Prices eased off below $550/kg at the end of last year on hopes of a good crop in 2018, but are now back at $600 amid uncertainty over crop levels.

The flowering period of the vanilla orchid, which produces vanilla beans, has ended and the pods are now growing.

“We won’t know the production [levels] until June,” said Mélanie Legris at Eurovanille, the French trading company.

Vanilla is the second most expensive spice after saffron and at current levels is more expensive than silver, which is trading just above $530/kg. Madagascar supplies 75 to 80 per cent of the world vanilla bean market, and other producers including Indonesia and India do not grow enough to make up for sudden fluctuations in Madagascan vanilla pod production.

The squeeze on vanilla beans has also pushed up the price of by-products of the beans.

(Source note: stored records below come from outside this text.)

PR #779, opened 2019-02-06
Add support for ZWO ASI cameras

AnthonyHorton:
Basically finished, marking as WIP because there are some unrelated changes to pull out into separate PRs.


pocs/camera/libfli.py
```diff
@@ -52,23 +52,18 @@ def __init__(self, library_path=False, *args, **kwargs):
         will be used to try to locate it.
 
         Args:
-            library_path (string, optional): shared library path,
-                e.g. '/usr/local/lib/libfli.so'
+            library_path (str, optional): path to the library, e.g. '/usr/local/lib/libfli.so'
```
wtgee:
```suggestion
            library_path (str, optional): path to the library, e.g. '/usr/local/lib/libfli.so'.
```

pocs/camera/sbigudrv.py
```diff
@@ -41,28 +42,22 @@ def __init__(self, library_path=False, retries=1, *args, **kwargs):
         will be used to locate it.
 
         Args:
-            library_path (string, optional): shared library path,
-                e.g. '/usr/local/lib/libsbigudrv.so'
+            library_path (str, optional): path to the library e.g. '/usr/local/lib/libsbigudrv.so'
```
wtgee:
```suggestion
            library_path (str, optional): path to the library e.g. '/usr/local/lib/libsbigudrv.so'.
```

pocs/camera/camera.py
```diff
@@ -197,10 +197,13 @@ def take_observation(self, observation, headers=None, filename=None, *args, **kw
         exp_time, file_path, image_id, metadata = self._setup_observation(observation,
                                                                           headers,
                                                                           filename,
-                                                                          *args,
                                                                           **kwargs)
 
-        exposure_event = self.take_exposure(seconds=exp_time, filename=file_path, *args, **kwargs)
+        try:
```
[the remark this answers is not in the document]
AnthonyHorton: Much neater syntax, too. As an aside, not entirely sure _why_ I had to start popping the `exp_time` entry from `kwargs`. I started getting errors from the simulator  `take_observation` test (which uses the `exp_time` keyword argument to override the `Observation` `exp_time` attribute) after my refactoring of `take_exposure` because `take_exposure` was being passed multiple values for `seconds`.  The `pop` fixes the problem, but feel that if I understood the root cause better there'd be a more elegant solution.

pocs/camera/camera.py
```diff
@@ -219,8 +222,51 @@ def take_observation(self, observation, headers=None, filename=None, *args, **kw
...
-    def take_exposure(self, *args, **kwargs):
-        raise NotImplementedError
+    def take_exposure(self,
+                      seconds=1.0 * u.second,
+                      filename=None,
+                      dark=False,
+                      blocking=False,
+                      *args,
+                      **kwargs):
+        """
```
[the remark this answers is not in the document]
AnthonyHorton: It is ugly, but OK.

pocs/camera/camera.py
```diff
@@ -219,8 +222,51 @@ def take_observation(self, observation, headers=None, filename=None, *args, **kw
...
+        Take an exposure for given number of seconds and saves to provided filename.
+
+        Args:
+            seconds (u.second, optional): Length of exposure
```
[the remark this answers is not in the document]

pocs/camera/camera.py
```diff
@@ -219,8 +222,51 @@ def take_observation(self, observation, headers=None, filename=None, *args, **kw
...
+            filename (str, optional): Image is saved to this filename
+            dark (bool, optional): Exposure is a dark frame (don't open shutter), default False
```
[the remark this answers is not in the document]
AnthonyHorton: Not entirely no effect, I think.  After my  tinkering with the `take_exposure` methods I think it will, now, effect the value of the `IMAGETYP' keyword in the FITS header. Before the keyword was just absent on cameras that don't support taking dark frames internally but it occurred to me that you might still be taking a dark by other means (e.g. put the lens cap on your DSLR lens, selected a filter wheel position with an opaque dummy filter in it) in which case you definitely would want that keyword to appear, with the value 'Dark Frame', if `dark==True`.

The price of “spent” vanilla specks — ground vanilla made from used beans that are then dried, ground and sterilised — has jumped from about $40 a kilogramme to $150, said traders.

In most cases, the spent specks are used as a “visual enhancement” said Naushad Lalani at Sentrex Ingredients, a US maker of essences and food flavouring ingredients.

Using spent beans allows foodmakers to list vanilla beans as an ingredient and put a picture of a vanilla pod or flower on the packaging, although the actual flavour may come from a non-vanilla bean source.

Some artisanal ice cream makers were forced to stop producing vanilla ice cream last year as they could not get hold of affordable vanilla bean supplies, while others raised prices or switched to vanilla flavouring made from other sources.

Vanilla is one of the world’s most popular flavours, but only about 1 per cent of the extracts used in food and cosmetics come from real pods. Vanillin, the flavour molecule found in vanilla beans, is also extracted from petroleum, coal tar and wood as well as natural food sources such as rice bran and clove oil.

Demand for artificial vanilla flavouring is rising. There has been “a positive shift in demand for our bio-based sustainable vanillin product”, said Tone Horvei Bredal at Borregaard, the Norwegian group that makes vanillin from wood.

Vanilla pod prices were on the rise before the cyclone hit Madagascar, as leading foodmakers such as Unilever and Nestlé pledged to use natural ingredients in their products, spurning synthetic flavourings.

But the rising price of vanilla beans is forcing users away to natural alternatives. Demand destruction is a concern, Mr Lalani said. “People have migrated to natural alternatives. Will they ever come back to pure vanilla?”